Stored data
● ● ● ●

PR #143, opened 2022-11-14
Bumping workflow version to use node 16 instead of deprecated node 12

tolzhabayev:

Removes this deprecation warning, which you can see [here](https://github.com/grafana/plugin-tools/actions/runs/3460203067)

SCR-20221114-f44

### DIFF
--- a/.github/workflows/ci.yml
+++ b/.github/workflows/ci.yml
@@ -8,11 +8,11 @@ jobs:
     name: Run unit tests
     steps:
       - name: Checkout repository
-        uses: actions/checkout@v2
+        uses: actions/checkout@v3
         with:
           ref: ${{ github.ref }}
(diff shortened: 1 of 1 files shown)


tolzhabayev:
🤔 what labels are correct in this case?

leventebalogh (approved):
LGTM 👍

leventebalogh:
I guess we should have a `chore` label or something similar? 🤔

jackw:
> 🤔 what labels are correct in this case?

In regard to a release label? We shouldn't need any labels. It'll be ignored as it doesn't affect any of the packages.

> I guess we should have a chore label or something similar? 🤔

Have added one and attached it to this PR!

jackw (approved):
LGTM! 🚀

● ● ● ●

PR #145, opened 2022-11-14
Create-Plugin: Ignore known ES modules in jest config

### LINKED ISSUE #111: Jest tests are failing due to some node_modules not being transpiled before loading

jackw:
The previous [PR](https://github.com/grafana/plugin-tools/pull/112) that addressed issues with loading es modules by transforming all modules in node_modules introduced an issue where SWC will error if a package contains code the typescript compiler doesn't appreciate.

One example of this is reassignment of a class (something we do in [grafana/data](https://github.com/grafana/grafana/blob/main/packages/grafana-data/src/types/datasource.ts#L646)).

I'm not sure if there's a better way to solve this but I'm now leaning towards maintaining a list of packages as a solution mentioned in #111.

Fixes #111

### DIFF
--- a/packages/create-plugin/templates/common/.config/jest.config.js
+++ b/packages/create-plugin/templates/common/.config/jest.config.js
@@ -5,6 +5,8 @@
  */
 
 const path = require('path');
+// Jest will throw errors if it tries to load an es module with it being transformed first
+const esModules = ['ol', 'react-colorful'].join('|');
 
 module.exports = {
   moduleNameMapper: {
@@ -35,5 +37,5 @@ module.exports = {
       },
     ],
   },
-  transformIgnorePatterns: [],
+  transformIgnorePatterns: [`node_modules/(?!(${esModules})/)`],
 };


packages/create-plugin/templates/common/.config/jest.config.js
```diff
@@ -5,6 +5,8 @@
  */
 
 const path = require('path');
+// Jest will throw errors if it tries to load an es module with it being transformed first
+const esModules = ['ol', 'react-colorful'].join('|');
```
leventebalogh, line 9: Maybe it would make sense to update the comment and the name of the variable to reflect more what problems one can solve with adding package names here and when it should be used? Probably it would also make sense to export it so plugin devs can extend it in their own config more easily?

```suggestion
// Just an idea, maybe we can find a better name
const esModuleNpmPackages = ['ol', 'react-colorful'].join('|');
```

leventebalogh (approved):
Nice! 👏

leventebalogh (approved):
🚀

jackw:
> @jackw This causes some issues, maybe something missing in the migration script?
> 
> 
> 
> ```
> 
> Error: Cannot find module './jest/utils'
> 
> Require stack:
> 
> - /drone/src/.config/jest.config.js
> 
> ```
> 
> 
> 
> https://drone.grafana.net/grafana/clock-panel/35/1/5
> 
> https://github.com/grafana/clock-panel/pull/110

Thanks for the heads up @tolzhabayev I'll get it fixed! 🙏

● ● ● ●

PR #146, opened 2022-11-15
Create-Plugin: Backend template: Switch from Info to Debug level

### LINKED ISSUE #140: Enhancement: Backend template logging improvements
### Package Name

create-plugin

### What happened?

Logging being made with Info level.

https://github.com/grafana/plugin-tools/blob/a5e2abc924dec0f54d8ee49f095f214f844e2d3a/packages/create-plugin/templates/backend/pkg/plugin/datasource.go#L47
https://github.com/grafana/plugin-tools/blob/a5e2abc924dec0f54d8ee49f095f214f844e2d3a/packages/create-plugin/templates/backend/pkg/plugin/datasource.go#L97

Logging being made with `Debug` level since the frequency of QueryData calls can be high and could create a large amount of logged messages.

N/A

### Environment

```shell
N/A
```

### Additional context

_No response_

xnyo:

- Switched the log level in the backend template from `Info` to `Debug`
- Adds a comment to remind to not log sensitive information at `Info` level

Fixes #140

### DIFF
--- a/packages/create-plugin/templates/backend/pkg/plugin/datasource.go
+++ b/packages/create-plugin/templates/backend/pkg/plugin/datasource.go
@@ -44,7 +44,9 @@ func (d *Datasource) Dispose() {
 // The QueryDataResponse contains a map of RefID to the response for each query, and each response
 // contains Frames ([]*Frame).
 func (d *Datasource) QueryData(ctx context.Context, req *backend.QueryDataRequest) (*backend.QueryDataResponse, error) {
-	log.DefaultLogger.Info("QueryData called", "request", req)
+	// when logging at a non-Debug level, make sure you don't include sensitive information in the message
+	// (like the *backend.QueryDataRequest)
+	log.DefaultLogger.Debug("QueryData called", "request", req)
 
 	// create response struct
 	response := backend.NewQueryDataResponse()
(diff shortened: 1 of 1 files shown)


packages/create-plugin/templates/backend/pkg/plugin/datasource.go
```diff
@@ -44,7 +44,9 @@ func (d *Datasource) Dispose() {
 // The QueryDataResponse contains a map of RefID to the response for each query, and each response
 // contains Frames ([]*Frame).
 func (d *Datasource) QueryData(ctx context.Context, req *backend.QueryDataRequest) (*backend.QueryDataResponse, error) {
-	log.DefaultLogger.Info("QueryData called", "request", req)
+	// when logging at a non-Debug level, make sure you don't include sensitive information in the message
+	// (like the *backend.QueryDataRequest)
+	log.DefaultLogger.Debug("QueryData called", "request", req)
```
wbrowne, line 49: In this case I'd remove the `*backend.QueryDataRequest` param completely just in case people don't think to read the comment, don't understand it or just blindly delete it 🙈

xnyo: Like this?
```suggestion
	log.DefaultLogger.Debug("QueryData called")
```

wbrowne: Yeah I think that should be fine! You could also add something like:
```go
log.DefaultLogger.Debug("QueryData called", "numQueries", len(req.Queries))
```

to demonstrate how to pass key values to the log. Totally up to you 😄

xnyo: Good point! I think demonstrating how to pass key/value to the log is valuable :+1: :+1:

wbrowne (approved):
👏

● ● ● ●

> **TASK**: Reproduce only the lines above, starting at the line with "PR #143, opened 2022-11-14" and ending at the line with "- name: Checkout repository", exactly as written.

> **EXERCISE RESULT**:
PR #143, opened 2022-11-14
Bumping workflow version to use node 16 instead of deprecated node 12

tolzhabayev:

Removes this deprecation warning, which you can see [here](https://github.com/grafana/plugin-tools/actions/runs/3460203067)

SCR-20221114-f44

### DIFF
--- a/.github/workflows/ci.yml
+++ b/.github/workflows/ci.yml
@@ -8,11 +8,11 @@ jobs:
     name: Run unit tests
     steps:
       - name: Checkout repository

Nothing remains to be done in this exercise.